C'est un jugement très avisé et sage de sa part mais, n'est-ce pas justement le contraire que souhaite l'industrie musicale ? Jusque là, on ne renouvellait sa collection d'albums musicaux qu'à l'occasion d'un nouveau support (vinyle, K7, CD, DVD musicaux, ...), c'est à dire, tous les 10-15 ans. Les plateformes légales pourraient bien accélerer le mouvement et obliger l'auditeur à renouveller sa collection bien plus fréquemment. Est-ce que cette bonne poire de consommateur va suivre ? Est-ce que la montée des téléchargements légaux ne risque pas de retomber comme un soufflé lorsque les internautes commenceront à sentir l'arnaque ? Je crois qu'on peut s'attendre à une seconde vague de p2pistes pour les mois et années à venir : les déçus des sites légaux de téléchargement.

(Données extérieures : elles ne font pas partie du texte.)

PR #553, opened 2022-01-18
Update Scrutinizer config

juhoinkinen:
I noticed Scrutinizer was still running on Python 3.6 and installing code with pipenv, although those are not anymore in use with Annif (since #550 and #405). So in Scrutinizer runs this changes 

- Python version to 3.8.12
- Use directly pip instead of pipenv

(Draft PR first to see if this works.)


juhoinkinen:
Works, so I'll merge.

PR #554, opened 2022-01-18
Make LMDB map size a configurable parameter for `nn_ensemble` backend.

### LINKED ISSUE #552: LMDB can overflow
When training a `nn_ensemble` project with a large number of documents, the LMDB will throw an error message regarding size
```
lmdb.MapFullError: mdb_put: MDB_MAP_FULL: Environment mapsize limit reached
```
I propose three different solutions to get around this issue:

* Make the size configurable using an environment variable.
Probably the easiest solution. Users still may run into the problem when the size was not set correctly.
* When the DB is full close end the transaction and double the size of the DB.
Would need some refactoring regarding the handling of transactions.
Probably leading to more complicated code, as the transaction handling is on a different level of the call hierarchy than the actual writing.
* Use the data set functionality of tensor flow:
[TFRecordWriter](https://www.tensorflow.org/api_docs/python/tf/io/TFRecordWriter?hl=en) and [TFRecordDataset](https://www.tensorflow.org/api_docs/python/tf/data/TFRecordDataset?hl=en)
This would introduce a new technology for handling input data of nn_ensemble. Required effort is probably somewhere between the first to proposals. It also seems like you want to use LMDB more in the future (See #378 ) So this may not align with your roadmap.

What do you think about the options? I could work on this.

mo-fu:
This PR adds the simple solution to close #552, as discussed in the issue.

### DIFF
--- a/annif/backend/nn_ensemble.py
+++ b/annif/backend/nn_ensemble.py
@@ -91,7 +91,6 @@ class NNEnsembleBackend(
 
     MODEL_FILE = "nn-model.h5"
     LMDB_FILE = 'nn-train.mdb'
-    LMDB_MAP_SIZE = 1024 * 1024 * 1024
 
     DEFAULT_PARAMETERS = {
         'nodes': 100,
@@ -99,6 +98,7 @@ class NNEnsembleBackend(
         'optimizer': 'adam',
         'epochs': 10,
         'learn-epochs': 1,
+        'lmdb_map_size': 1024 * 1024 * 1024
     }
 
     # defaults for uninitialized instances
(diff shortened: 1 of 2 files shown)


osma:
Great! Can we say this fixes #552 (to auto-close the issue when this is merged)? I think it has to be stated in the opening post to be effective.

osma (approved):
LGTM

osma:
Merged, thanks a lot @mo-fu !

osma:
As we are nearing the 0.56 release, I added some documentation about this setting to the [wiki page of the NN ensemble backend](https://github.com/NatLibFi/Annif/wiki/Backend:-nn_ensemble) - see [this diff](https://github.com/NatLibFi/Annif/wiki/Backend:-nn_ensemble/_compare/d20af08f9ce599d67321fab4739ac9b7853890dc...dcab6f8136953e91a3ea29010acac5e7025607e7) for the changes.

PR #557, opened 2022-01-27
Output eval metrics as a JSON file compatible with DVC

### LINKED ISSUE #546: Eval metrics file output compatible with DVC
To make it possible to use Annif in [DVC](https://dvc.org/) workflows, Annif should be able to produce a metrics file in a format that DVC understands, i.e. either JSON or YAML 1.2 (see documentation for [dvc metrics](https://dvc.org/doc/command-reference/metrics)).

Example command:

    annif eval my-project --metrics-file metrics.json /path/to/my-test-corpus/

and the created `metrics.json` file would look something like this:

```
{
  "Precision (doc avg)": 0.1560,
  "Recall (doc avg)": 0.2333,
  ...
  "F1@5": 0.1789,
  ...
  "Documents evaluated": 300
}
```

The option could be named `-M` or `--metrics-file`.

It's possible that the selection of metrics should be reduced - the default set is quite large and this may be cumbersome to deal with in DVC. It would be helpful to implement also an option to select which metrics to calculate (see #545).

Also, DVC may not like the current naming of the metrics which includes capital letters, spaces and parentheses (e.g. `F1 score (doc avg)`) and perhaps it would be better to use names like `f1_score_doc_avg`.

osma:
This PR adds an option `-M`/`--metrics-file` to the `annif eval` command, like this:

    annif eval my-project --metrics-file metrics.json /path/to/my-test-corpus/

The command writes evaluation metrics into the file in a format like this:

```json
{
  "Precision (doc avg)": 0.12429731417863835,
  "Recall (doc avg)": 0.10921187650575533,
  "F1 score (doc avg)": 0.11149022571570978,
  "Precision (subj avg)": 0.841174914733954,
  "Recall (subj avg)": 0.14326083068180426,
  "F1 score (subj avg)": 0.21448794969174276,
  "Precision (weighted subj avg)": 0.736846816147547,
  "Recall (weighted subj avg)": 0.09503311258278145,
  "F1 score (weighted subj avg)": 0.1529771375758776,
  "Precision (microavg)": 0.6067653276955602,
  "Recall (microavg)": 0.09503311258278145,
  "F1 score (microavg)": 0.16432865731462926,
  "F1@5": 0.11149022571570978,
  "NDCG": 0.1130682392238403,
  "NDCG@5": 0.11315954263925752,
  "NDCG@10": 0.1130682392238403,
  "Precision@1": 0.127420362273579,
  "Precision@3": 0.12429731417863835,
  "Precision@5": 0.12429731417863835,
  "LRAP": 0.11837633968849189,
  "True positives": 861,
  "False positives": 558,
  "False negatives": 8199,
  "Documents evaluated": 6404
}
```

Fixes #546

TODO: Still need to test whether DVC is happy with this format.

### DIFF
--- a/annif/cli.py
+++ b/annif/cli.py
@@ -19,6 +19,7 @@ import annif.registry
 from annif.project import Access
 from annif.suggestion import SuggestionFilter, ListSuggestionResult
 from annif.exception import ConfigurationException, NotSupportedException
+from annif.util import metric_code
 
 logger = annif.logger
 click_log.basic_config(logger)
@@ -389,7 +390,9 @@ def run_eval(
     for metric, score in metrics.items():
         click.echo(template.format(metric + ":", score))
     if metrics_file:
-        json.dump(metrics, metrics_file, indent=2)
+        json.dump(
+            {metric_code(metric): val for metric, val in metrics.items()},
+            metrics_file, indent=2)
 
 
 @cli.command('optimize')
--- a/annif/cli.py
+++ b/annif/cli.py
@@ -6,6 +6,7 @@ import collections
 import os.path
 import re
 import sys
+import json
 import click
 import click_log
 from flask import current_app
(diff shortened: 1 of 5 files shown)


osma:
Seems to be working with DVC. I changed the metric names in the JSON to be more computer-friendly, e.g. `Precision_doc_avg` instead of `Precision (doc avg)`, as anticipated in #546, although this probably wouldn't be strictly necessary.

Issue #655, opened 2022-12-20
REST API root resource with version information


osma:
The Annif REST API currently doesn't have a root resource. A URL such as http://127.0.0.1:5000/v1/ will give a 404 response.

The API could provide a root resource with some basic information about the API service, including the version of Annif, as a JSON object. Something like this:

```json
{ "title": "Annif REST API", "version": "0.60.0" }
```

One fancier way to do this would be to implement the [JSON Home proposal](https://datatracker.ietf.org/doc/html/draft-nottingham-json-home-06). See [this](https://docs.openstack.org/keystone/rocky/user/json_home.html) for a practical example and [this](https://apievangelist.com/2017/08/03/api-discovery-using-json-home/) for some easy to understand examples. But this may be overkill for the purpose of Annif and the JSON Home spec doesn't seem to be widely used.

Elasticsearch also provides information about the API in a root object as JSON. You can see how it looks (without installing it for yourself) in [this](https://community.progress.com/s/article/what-version-of-elasticsearch-do-i-have-installed) post.

The Annif version information, once exposed via the REST API, could be shown in the Finto AI user interface - see https://github.com/NatLibFi/FintoAI/issues/8

juhoinkinen:
Closed by #658.

PR #658, opened 2022-12-23
Add REST API root resource

UnniKohonen:
This PR adds a resource to the root of the REST API (i.e. http://<annif_host>/v1/) that gives basic information on the API. The information given is a title for the API and the version of Annif being used. The response is a json object with the format:
```json
{
    "title": "Annif REST API",
    "version": "0.60.0"
}
```

Implements #655

### DIFF
--- a/annif/openapi/annif.yaml
+++ b/annif/openapi/annif.yaml
@@ -5,6 +5,19 @@ info:
 servers:
 - url: /v1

La licence globale, présentée souvent comme la solution à tous les maux du P2P serait-elle dans cette configuration une solution plus pertinente ? La réponse est oui - et tant pis pour ses opposants - car, si le marché de l'occasion et la notion d'objet culturel perdent de leur signification dans le cadre des échanges, elle apporte un plus indéniable par rapport à la situation actuelle et voulue par les majors :
- les consommateurs ne paient pas de nouveau pour une oeuvre qu'ils ont déjà acquis.
- les créateurs sont payés à chaque échange.
Ce dernier point est important car, actuellement, le marché de l'occasion rapporte 0€ aux créateurs : il aurait même, d'une certaine manière, tendance à se substituer à une partie des ventes d'albums "neufs". Et bien, dans le système de la licence globale, tout téléchargement étant théoriquement comptabilisé, que les mp3 soient d'occasion (copie de copie de copie, ...) ou neufs (c'est l'artiste qui a rippé sa chanson...), c'est la même somme qui sera versée au créateur.
Voilà bien des réflexions à méditer pour ceux qui vouent la licence globale aux gémonies.